PR #244, opened 2022-01-19
update deps

jdroenner:
---


lnicola:
It's broken, isn't it?

jdroenner:
bors? I guess the new CI is too much for bors.

lnicola:
I guess https://github.com/georust/gdal/blob/master/bors.toml needs to be updated with the job names from the workflow.

jdroenner:
uh good catch

jdroenner:
bors try

lnicola:
That won't work, you need to update `bors.toml` on `master` before using it.

jdroenner:
thats strange

PR #246, opened 2022-01-26
Implement ColorTable struct

Barugon:
Implement a `ColorTable` struct and add a `RasterBand::color_table` method.

- [x] I added an entry to `CHANGES.md`.
---


src/raster/rasterband.rs
```diff
@@ -600,3 +612,51 @@ impl ColorInterpretation {
         _string(rv)
     }
 }
+
+pub struct ColorTable<'a> {
```
ChristianBeilschmidt, line 616: Please add some docs on this struct.

src/raster/rasterband.rs
```diff
@@ -600,3 +612,51 @@ impl ColorInterpretation {
...
+            c4: 0,
+        };
+        if unsafe { gdal_sys::GDALGetColorEntryAsRGB(self.c_color_table, index, &mut color_entry) }
+            == 0
+        {
+            return None;
+        }
+        Some(color_entry)
+    }
+}
```
ChristianBeilschmidt, line 662: Could you create a test that uses each of these methods?
Otherwise, we don't know that they work.

As far as I see there is no need to free any value wrt. leaking.

src/raster/rasterband.rs
```diff
@@ -600,3 +612,51 @@ impl ColorInterpretation {
...
+
+pub struct ColorTable<'a> {
+    c_color_table: GDALColorTableH,
+    raster_band: &'a RasterBand<'a>,
+}
+
+impl<'a> ColorTable<'a> {
+    pub fn raster_band(&self) -> &RasterBand {
+        self.raster_band
+    }
```
ChristianBeilschmidt, line 624: Why do we need to return the raster band?

ChristianBeilschmidt (changes requested):
Thank you for the PR. I have some comments.

src/raster/rasterband.rs
ChristianBeilschmidt: Can you generate some small test data, for instance with the GDAL CLI?

src/raster/rasterband.rs
ChristianBeilschmidt: Okay, I vote for removing it.

src/raster/rasterband.rs
ChristianBeilschmidt: It's okay now. Unfortunately, I cannot resolve this issue.

src/raster/rasterband.rs
Barugon: It's removed.

src/raster/rasterband.rs
Barugon: Is there someplace specific that I should put the test file (a small geo-tiff, 22k) or is the raster folder okay?

Barugon: Done.

src/raster/tests.rs
```diff
@@ -693,3 +693,38 @@ fn test_rasterize() {
...
+        band.color_interpretation(),
+        ColorInterpretation::PaletteIndex
+    );
+
+    // Color table is RGB.
+    let color_table = band.color_table().unwrap();
+    assert_eq!(
+        color_table.palette_interpretation(),
+        gdal_sys::GDALPaletteInterp::GPI_RGB
+    );
```
ChristianBeilschmidt, line 715: I'm not sure about outputting a `gdal_sys` type here. That would mean you have to depend on the sys crate to use this API. Maybe we should wrap the `gdal_sys::GDALPaletteInterp::GPI_RGB` into a custom enum like `ColorInterpretation` does.

src/raster/tests.rs
```diff
@@ -693,3 +693,38 @@ fn test_rasterize() {
...
+
+    // Check that entry and entry_as_rgb are the same.
+    for index in 0..entry_count {
+        let entry = color_table.entry(index).unwrap();
+        let rgb_entry = color_table.entry_as_rgb(index).unwrap();
+        assert_eq!(entry.c1, rgb_entry.c1);
+        assert_eq!(entry.c2, rgb_entry.c2);
+        assert_eq!(entry.c3, rgb_entry.c3);
+        assert_eq!(entry.c4, rgb_entry.c4);
+    }
```
ChristianBeilschmidt, line 729: `GDALColorEntry` could work this way, although it is also from `gdal_sys`. But it would be maybe nicer to have a more readable struct. `c1` could be gray, _red, cyan or hue_  so it is not easy to name it. For the RGB part, we could split the structs to have one with r, g, b, a fields. What do you think?

ChristianBeilschmidt (changes requested):

src/raster/tests.rs
Barugon: I'll add an enum.

src/raster/tests.rs
Barugon: Maybe a `ColorEntry` enum that has the correct interpretation and we could forgo `palette_interpretation`?

Barugon: Have a look at the latest changes and let me know what you think.

src/raster/rasterband.rs
```diff
@@ -600,3 +609,143 @@ impl ColorInterpretation {
...
+    fn from_c_int(palette_interpretation: GDALPaletteInterp::Type) -> Option<Self> {
+        match palette_interpretation {
+            GDALPaletteInterp::GPI_Gray => Some(Self::Gray),
+            GDALPaletteInterp::GPI_RGB => Some(Self::Rgba),
+            GDALPaletteInterp::GPI_CMYK => Some(Self::Cmyk),
+            GDALPaletteInterp::GPI_HLS => Some(Self::Hls),
+            _ => None,
+        }
+    }
+}
```
ChristianBeilschmidt, line 631:
```suggestion
impl PaletteInterpretation {
    fn from_c_int(palette_interpretation: GDALPaletteInterp::Type) -> Self {
        match palette_interpretation {
            GDALPaletteInterp::GPI_Gray => Self::Gray,
            GDALPaletteInterp::GPI_RGB => Self::Rgba,
            GDALPaletteInterp::GPI_CMYK => Self::Cmyk,
            GDALPaletteInterp::GPI_HLS => Self::Hls,
            _ => unreachable!("GDAL has implemented a new type of `GDALPaletteInterp`"),
        }
    }
}
```

If you unwrap it anyway, you could just panic here.

ChristianBeilschmidt (changes requested):
From my point of view, this looks now very good.
The really last comment from my side, then it is mergeable for me.

src/raster/tests.rs
ChristianBeilschmidt: :+1:

src/raster/tests.rs
ChristianBeilschmidt: :+1:

ChristianBeilschmidt:
> 1 workflow awaiting approval 

@jdroenner could you approve the CI for this PR?

src/raster/rasterband.rs
```diff
@@ -600,3 +609,143 @@ impl ColorInterpretation {
...
+        }
+    }
+
+    /// How the values of this color table are interpreted.
+    pub fn palette_interpretation(&self) -> PaletteInterpretation {
+        self.palette_interpretation
+    }
+
+    /// Get the number of color entries in this color table.
+    pub fn entry_count(&self) -> i32 {
```
Barugon, line 696: @ChristianBeilschmidt 
Do you think this should return a `usize`? Same question for the `index` parameter of `entry` and `entry_as_rgb`.

ChristianBeilschmidt: Very good point.
For some reason, `layer_count` and `raster_count` on `Dataset` both return 'isize`.
Does maybe @jdroenner know why?

Does GDAL at some point output a negative number? We can't put the whole size range into a function that requires int on the GDAL side, but actually an unsigned type makes more sense.

Barugon: `GDALGetColorEntryCount` returns an `int` but I don't see how it could be negative. The documentation simply says "Get number of color entries in table". Maybe the safest thing is to leave it as `i32`?

ChristianBeilschmidt: For me, it should be an unsigned int in a Rust API. One could argue that if we have `i32` with only positive numbers, we should do something like `u16`. But the _Rusty_ way is `usize`.

But maybe there is some convention for this API that it uses ints for this. Maybe someone else has an opinion for this.

Barugon: I think that I'll go ahead and make it `usize`. I can change it back it it's decided otherwise.

Barugon:
Any chance of getting this merged?

jdroenner:
yes i'm just very busy at the moment. will try to look into it this week.

ChristianBeilschmidt (approved):

Barugon:
@lnicola 
I think this squash went better.

lnicola:
Thanks, I'll take a better look tomorrow.

src/raster/rasterband.rs
```diff
@@ -612,3 +621,144 @@ impl ColorInterpretation {
...
+            GDALPaletteInterp::GPI_CMYK => Self::Cmyk,
+            GDALPaletteInterp::GPI_HLS => Self::Hls,
+            _ => unreachable!("GDAL has implemented a new type of `GDALPaletteInterp`"),
+        }
+    }
+}
+
+#[derive(Copy, Clone, Debug, PartialEq, Eq)]
+pub struct GrayEntry {
+    pub g: i16,
```
lnicola, line 647: Similar to the `i32` / `usize` discussion: do you know how often these happen to be negative? I mean, if I have a 16-bit RGB image, I'll still want positive numbers here.

Anyway, this isn't blocking, I was just wondering how GDAL expects these to be used.

src/raster/rasterband.rs
```diff
@@ -612,3 +621,144 @@ impl ColorInterpretation {
...
+
+/// Color table for raster bands that use the PaletteIndex color interpretation.
+///
+/// This object carries the lifetime of the raster band that
+/// contains it. This is necessary to prevent the raster band
+/// from being dropped before the color table.
+pub struct ColorTable<'a> {
+    palette_interpretation: PaletteInterpretation,
+    c_color_table: GDALColorTableH,
+    _raster_band: &'a RasterBand<'a>,
```
lnicola, line 689: Can this be a `PhantomData<&'a RasterBand<'a>>` or something?

src/raster/rasterband.rs
Barugon: I don't think they would ever be negative but I thought it might be best to leave them the same as what gdal_sys provides. I suppose elevation data could be negative but 
I can't imagine that ever being palletized.

src/raster/rasterband.rs
Barugon: I was unaware of `PhantomData`. Thanks for pointing it out.

lnicola:
bors r=ChristianBeilschmidt,lnicola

About this task:
Wherever the word "match" turns up in the records, copy out the line it is on.

Solution for this problem:
+        match palette_interpretation {
        match palette_interpretation {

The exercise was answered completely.